THE PROBLEM
Please copy the listing below in its entirety, without alteration.
START GIVEN RECORDS
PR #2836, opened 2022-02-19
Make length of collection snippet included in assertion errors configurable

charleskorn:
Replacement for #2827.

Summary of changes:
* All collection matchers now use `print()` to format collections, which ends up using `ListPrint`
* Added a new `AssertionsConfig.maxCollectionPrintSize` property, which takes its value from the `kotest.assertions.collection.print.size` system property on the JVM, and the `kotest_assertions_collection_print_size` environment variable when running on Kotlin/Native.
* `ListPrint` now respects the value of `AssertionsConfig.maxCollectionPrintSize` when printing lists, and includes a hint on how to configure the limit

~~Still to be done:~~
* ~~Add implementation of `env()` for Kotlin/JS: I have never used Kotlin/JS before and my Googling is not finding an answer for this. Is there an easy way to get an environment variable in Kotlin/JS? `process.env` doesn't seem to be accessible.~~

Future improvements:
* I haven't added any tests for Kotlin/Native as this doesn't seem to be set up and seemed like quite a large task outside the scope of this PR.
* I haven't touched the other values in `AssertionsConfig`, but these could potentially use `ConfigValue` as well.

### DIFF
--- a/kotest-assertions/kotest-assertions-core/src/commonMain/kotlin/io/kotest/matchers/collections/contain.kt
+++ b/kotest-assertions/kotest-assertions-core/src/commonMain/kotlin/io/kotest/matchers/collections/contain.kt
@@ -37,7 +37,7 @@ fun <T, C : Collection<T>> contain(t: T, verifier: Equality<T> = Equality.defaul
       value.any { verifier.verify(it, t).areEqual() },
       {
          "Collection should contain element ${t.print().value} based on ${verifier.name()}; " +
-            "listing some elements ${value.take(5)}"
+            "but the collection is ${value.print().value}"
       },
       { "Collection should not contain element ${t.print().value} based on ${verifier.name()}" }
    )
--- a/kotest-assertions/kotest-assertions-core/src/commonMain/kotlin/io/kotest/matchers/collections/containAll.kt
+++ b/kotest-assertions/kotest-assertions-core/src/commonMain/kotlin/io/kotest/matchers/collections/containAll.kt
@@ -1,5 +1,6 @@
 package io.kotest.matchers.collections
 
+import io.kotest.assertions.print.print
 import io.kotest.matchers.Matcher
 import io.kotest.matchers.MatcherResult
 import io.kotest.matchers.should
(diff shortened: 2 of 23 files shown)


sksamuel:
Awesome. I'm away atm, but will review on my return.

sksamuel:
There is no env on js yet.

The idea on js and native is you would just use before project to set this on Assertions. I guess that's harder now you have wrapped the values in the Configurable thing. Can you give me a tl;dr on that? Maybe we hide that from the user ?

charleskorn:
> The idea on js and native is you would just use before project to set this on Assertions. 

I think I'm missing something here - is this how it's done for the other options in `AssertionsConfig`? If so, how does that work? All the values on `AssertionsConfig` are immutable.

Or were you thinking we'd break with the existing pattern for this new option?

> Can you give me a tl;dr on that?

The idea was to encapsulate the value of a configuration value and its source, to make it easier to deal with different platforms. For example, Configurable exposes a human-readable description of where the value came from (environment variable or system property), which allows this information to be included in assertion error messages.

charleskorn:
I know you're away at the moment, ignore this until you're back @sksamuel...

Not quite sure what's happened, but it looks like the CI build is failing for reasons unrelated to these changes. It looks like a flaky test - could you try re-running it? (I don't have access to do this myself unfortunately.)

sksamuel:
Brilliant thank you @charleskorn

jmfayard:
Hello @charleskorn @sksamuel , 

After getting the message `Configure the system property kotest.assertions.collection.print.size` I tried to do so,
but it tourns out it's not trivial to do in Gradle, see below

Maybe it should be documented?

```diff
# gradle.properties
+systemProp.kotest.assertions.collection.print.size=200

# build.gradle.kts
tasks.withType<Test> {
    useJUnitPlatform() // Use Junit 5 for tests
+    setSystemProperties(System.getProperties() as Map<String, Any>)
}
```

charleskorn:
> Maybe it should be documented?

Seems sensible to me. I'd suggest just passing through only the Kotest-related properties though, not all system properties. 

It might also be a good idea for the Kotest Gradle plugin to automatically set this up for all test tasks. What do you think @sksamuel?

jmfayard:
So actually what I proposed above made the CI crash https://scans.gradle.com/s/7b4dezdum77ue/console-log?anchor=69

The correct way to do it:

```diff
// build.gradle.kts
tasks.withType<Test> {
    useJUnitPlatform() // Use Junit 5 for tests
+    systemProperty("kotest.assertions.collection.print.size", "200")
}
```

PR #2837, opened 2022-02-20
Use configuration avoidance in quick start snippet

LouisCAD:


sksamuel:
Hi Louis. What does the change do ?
END GIVEN RECORDS
ANSWER TO THIS EXERCISE
PR #2836, opened 2022-02-19
Make length of collection snippet included in assertion errors configurable

charleskorn:
Replacement for #2827.

Summary of changes:
* All collection matchers now use `print()` to format collections, which ends up using `ListPrint`
* Added a new `AssertionsConfig.maxCollectionPrintSize` property, which takes its value from the `kotest.assertions.collection.print.size` system property on the JVM, and the `kotest_assertions_collection_print_size` environment variable when running on Kotlin/Native.
* `ListPrint` now respects the value of `AssertionsConfig.maxCollectionPrintSize` when printing lists, and includes a hint on how to configure the limit

~~Still to be done:~~
* ~~Add implementation of `env()` for Kotlin/JS: I have never used Kotlin/JS before and my Googling is not finding an answer for this. Is there an easy way to get an environment variable in Kotlin/JS? `process.env` doesn't seem to be accessible.~~

Future improvements:
* I haven't added any tests for Kotlin/Native as this doesn't seem to be set up and seemed like quite a large task outside the scope of this PR.
* I haven't touched the other values in `AssertionsConfig`, but these could potentially use `ConfigValue` as well.

### DIFF
--- a/kotest-assertions/kotest-assertions-core/src/commonMain/kotlin/io/kotest/matchers/collections/contain.kt
+++ b/kotest-assertions/kotest-assertions-core/src/commonMain/kotlin/io/kotest/matchers/collections/contain.kt
@@ -37,7 +37,7 @@ fun <T, C : Collection<T>> contain(t: T, verifier: Equality<T> = Equality.defaul
       value.any { verifier.verify(it, t).areEqual() },
       {
          "Collection should contain element ${t.print().value} based on ${verifier.name()}; " +
-            "listing some elements ${value.take(5)}"
+            "but the collection is ${value.print().value}"
       },
       { "Collection should not contain element ${t.print().value} based on ${verifier.name()}" }
    )
--- a/kotest-assertions/kotest-assertions-core/src/commonMain/kotlin/io/kotest/matchers/collections/containAll.kt
+++ b/kotest-assertions/kotest-assertions-core/src/commonMain/kotlin/io/kotest/matchers/collections/containAll.kt
@@ -1,5 +1,6 @@
 package io.kotest.matchers.collections
 
+import io.kotest.assertions.print.print
 import io.kotest.matchers.Matcher
 import io.kotest.matchers.MatcherResult
 import io.kotest.matchers.should
(diff shortened: 2 of 23 files shown)


sksamuel:
Awesome. I'm away atm, but will review on my return.

sksamuel:
There is no env on js yet.

The idea on js and native is you would just use before project to set this on Assertions. I guess that's harder now you have wrapped the values in the Configurable thing. Can you give me a tl;dr on that? Maybe we hide that from the user ?

charleskorn:
> The idea on js and native is you would just use before project to set this on Assertions. 

I think I'm missing something here - is this how it's done for the other options in `AssertionsConfig`? If so, how does that work? All the values on `AssertionsConfig` are immutable.

Or were you thinking we'd break with the existing pattern for this new option?

> Can you give me a tl;dr on that?

The idea was to encapsulate the value of a configuration value and its source, to make it easier to deal with different platforms. For example, Configurable exposes a human-readable description of where the value came from (environment variable or system property), which allows this information to be included in assertion error messages.

charleskorn:
I know you're away at the moment, ignore this until you're back @sksamuel...

Not quite sure what's happened, but it looks like the CI build is failing for reasons unrelated to these changes. It looks like a flaky test - could you try re-running it? (I don't have access to do this myself unfortunately.)

sksamuel:
Brilliant thank you @charleskorn

jmfayard:
Hello @charleskorn @sksamuel , 

After getting the message `Configure the system property kotest.assertions.collection.print.size` I tried to do so,
but it tourns out it's not trivial to do in Gradle, see below

Maybe it should be documented?

```diff
# gradle.properties
+systemProp.kotest.assertions.collection.print.size=200

# build.gradle.kts
tasks.withType<Test> {
    useJUnitPlatform() // Use Junit 5 for tests
+    setSystemProperties(System.getProperties() as Map<String, Any>)
}
```

charleskorn:
> Maybe it should be documented?

Seems sensible to me. I'd suggest just passing through only the Kotest-related properties though, not all system properties. 

It might also be a good idea for the Kotest Gradle plugin to automatically set this up for all test tasks. What do you think @sksamuel?

jmfayard:
So actually what I proposed above made the CI crash https://scans.gradle.com/s/7b4dezdum77ue/console-log?anchor=69

The correct way to do it:

```diff
// build.gradle.kts
tasks.withType<Test> {
    useJUnitPlatform() // Use Junit 5 for tests
+    systemProperty("kotest.assertions.collection.print.size", "200")
}
```

PR #2837, opened 2022-02-20
Use configuration avoidance in quick start snippet

LouisCAD:


sksamuel:
Hi Louis. What does the change do ?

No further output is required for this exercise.